» WORK INSTRUCTIONS:
Lines from the beginning of the data through the line containing "- Introduced a" are to be copied exactly, with no other line included.

» RECORDS SUPPLIED:
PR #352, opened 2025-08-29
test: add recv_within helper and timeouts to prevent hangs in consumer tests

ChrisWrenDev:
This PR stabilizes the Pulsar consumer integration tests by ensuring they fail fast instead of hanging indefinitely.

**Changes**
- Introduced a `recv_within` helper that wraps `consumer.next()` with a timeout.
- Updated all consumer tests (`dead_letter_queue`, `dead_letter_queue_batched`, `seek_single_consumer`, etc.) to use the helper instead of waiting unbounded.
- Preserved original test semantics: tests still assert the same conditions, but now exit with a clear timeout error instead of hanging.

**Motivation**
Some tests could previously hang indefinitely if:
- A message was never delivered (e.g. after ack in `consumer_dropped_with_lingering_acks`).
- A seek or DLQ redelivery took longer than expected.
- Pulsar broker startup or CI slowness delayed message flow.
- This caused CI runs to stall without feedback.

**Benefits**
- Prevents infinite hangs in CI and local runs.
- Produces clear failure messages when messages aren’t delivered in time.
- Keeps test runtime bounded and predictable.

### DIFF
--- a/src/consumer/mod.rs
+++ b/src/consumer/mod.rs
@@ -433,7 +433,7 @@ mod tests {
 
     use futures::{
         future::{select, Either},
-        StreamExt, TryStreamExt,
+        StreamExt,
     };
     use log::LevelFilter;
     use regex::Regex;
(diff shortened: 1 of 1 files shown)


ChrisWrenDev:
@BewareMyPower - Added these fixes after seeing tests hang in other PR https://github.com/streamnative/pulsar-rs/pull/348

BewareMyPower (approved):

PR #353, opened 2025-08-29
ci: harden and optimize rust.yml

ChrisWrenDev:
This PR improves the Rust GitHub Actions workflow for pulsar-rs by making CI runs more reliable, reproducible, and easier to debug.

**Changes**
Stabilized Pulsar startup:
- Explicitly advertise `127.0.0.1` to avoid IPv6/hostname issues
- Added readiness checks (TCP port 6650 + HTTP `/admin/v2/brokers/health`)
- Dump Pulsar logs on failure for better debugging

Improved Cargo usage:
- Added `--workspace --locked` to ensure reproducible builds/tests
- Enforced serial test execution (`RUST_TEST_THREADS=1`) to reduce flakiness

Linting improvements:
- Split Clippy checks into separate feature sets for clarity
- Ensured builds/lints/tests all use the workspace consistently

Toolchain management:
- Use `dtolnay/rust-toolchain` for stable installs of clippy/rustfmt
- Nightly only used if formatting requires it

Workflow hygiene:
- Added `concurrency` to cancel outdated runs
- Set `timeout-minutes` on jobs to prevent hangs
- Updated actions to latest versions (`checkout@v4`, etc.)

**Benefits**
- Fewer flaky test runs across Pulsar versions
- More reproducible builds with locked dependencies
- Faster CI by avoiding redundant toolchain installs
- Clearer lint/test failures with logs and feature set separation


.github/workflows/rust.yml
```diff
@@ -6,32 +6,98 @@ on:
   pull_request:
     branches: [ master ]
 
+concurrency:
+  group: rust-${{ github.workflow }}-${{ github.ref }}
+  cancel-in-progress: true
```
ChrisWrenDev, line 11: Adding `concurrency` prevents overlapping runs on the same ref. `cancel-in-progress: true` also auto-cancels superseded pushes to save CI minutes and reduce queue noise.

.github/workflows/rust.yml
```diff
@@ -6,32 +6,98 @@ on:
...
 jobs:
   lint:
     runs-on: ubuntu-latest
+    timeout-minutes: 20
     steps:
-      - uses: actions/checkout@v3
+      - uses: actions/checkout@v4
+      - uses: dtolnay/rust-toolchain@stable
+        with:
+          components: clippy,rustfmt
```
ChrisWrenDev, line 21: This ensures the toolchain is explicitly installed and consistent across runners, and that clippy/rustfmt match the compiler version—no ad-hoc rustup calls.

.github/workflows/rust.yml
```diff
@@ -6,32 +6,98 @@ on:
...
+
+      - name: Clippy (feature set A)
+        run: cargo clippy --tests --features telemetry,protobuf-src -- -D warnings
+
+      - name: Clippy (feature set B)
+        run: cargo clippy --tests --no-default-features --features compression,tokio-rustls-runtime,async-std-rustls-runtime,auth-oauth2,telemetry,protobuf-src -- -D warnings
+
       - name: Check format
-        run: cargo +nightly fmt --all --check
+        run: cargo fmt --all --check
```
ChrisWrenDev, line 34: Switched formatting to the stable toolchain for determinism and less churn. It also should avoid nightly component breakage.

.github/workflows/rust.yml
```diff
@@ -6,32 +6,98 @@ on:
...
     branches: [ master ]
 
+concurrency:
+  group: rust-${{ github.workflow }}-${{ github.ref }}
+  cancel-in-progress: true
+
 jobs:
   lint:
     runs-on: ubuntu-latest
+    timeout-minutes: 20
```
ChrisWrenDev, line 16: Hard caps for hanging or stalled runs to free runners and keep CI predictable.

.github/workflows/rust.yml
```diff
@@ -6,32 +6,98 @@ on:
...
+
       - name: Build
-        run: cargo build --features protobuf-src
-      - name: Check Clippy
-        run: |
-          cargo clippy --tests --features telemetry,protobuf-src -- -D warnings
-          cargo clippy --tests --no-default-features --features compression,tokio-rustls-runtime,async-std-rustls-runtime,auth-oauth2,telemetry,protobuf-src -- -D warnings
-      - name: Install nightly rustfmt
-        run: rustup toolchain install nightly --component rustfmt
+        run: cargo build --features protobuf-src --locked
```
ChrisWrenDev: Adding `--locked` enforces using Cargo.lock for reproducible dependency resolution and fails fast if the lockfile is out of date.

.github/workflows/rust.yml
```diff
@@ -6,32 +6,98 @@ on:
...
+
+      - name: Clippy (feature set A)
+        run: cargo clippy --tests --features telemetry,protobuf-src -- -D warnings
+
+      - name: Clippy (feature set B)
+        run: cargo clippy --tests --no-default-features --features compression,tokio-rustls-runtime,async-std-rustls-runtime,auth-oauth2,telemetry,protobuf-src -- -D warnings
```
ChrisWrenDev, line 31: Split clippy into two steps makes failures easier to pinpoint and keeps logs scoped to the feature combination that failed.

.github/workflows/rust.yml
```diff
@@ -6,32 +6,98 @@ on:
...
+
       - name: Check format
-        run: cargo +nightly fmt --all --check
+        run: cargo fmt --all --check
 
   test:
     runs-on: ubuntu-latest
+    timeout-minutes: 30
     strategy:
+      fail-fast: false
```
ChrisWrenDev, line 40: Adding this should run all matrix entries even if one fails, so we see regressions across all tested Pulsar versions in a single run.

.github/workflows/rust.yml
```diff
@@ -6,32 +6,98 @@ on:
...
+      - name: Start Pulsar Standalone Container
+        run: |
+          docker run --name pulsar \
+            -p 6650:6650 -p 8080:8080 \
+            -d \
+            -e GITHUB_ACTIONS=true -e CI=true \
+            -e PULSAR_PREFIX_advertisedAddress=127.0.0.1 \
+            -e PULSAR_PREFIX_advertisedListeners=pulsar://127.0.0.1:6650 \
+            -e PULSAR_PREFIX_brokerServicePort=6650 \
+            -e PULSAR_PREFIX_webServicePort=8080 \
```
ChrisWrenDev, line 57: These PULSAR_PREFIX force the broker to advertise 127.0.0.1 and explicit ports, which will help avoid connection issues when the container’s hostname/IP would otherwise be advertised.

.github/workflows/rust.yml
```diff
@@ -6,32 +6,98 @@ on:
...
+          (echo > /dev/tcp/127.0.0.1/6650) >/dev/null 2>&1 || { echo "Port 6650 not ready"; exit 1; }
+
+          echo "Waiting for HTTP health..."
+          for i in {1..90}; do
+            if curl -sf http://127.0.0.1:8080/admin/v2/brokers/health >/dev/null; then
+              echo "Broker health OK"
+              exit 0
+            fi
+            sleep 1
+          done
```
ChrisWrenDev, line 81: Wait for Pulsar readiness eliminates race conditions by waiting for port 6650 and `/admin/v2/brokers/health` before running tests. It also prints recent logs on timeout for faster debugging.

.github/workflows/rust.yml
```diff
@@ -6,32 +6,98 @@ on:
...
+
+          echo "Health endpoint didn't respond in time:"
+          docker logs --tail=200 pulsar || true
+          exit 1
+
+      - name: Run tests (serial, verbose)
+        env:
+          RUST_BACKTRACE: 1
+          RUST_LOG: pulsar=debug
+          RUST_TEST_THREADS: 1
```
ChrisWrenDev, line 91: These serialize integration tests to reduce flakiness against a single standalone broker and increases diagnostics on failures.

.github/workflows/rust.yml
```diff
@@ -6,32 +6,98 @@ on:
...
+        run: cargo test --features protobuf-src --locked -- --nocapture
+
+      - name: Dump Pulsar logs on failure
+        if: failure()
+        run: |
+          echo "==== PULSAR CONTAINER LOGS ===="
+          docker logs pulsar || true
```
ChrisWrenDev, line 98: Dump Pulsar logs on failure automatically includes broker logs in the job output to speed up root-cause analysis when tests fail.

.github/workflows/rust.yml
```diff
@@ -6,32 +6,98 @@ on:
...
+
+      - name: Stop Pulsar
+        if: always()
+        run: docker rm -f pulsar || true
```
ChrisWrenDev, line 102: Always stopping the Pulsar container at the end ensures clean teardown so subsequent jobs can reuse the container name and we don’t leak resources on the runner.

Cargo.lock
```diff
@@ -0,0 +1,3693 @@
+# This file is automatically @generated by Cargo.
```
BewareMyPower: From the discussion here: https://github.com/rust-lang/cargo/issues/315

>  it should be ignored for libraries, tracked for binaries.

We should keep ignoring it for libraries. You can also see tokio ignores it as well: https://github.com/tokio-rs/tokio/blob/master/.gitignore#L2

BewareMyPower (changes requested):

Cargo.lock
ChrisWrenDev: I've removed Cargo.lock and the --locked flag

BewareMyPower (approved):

» SOLVED PROBLEM:
PR #352, opened 2025-08-29
test: add recv_within helper and timeouts to prevent hangs in consumer tests

ChrisWrenDev:
This PR stabilizes the Pulsar consumer integration tests by ensuring they fail fast instead of hanging indefinitely.

**Changes**
- Introduced a `recv_within` helper that wraps `consumer.next()` with a timeout.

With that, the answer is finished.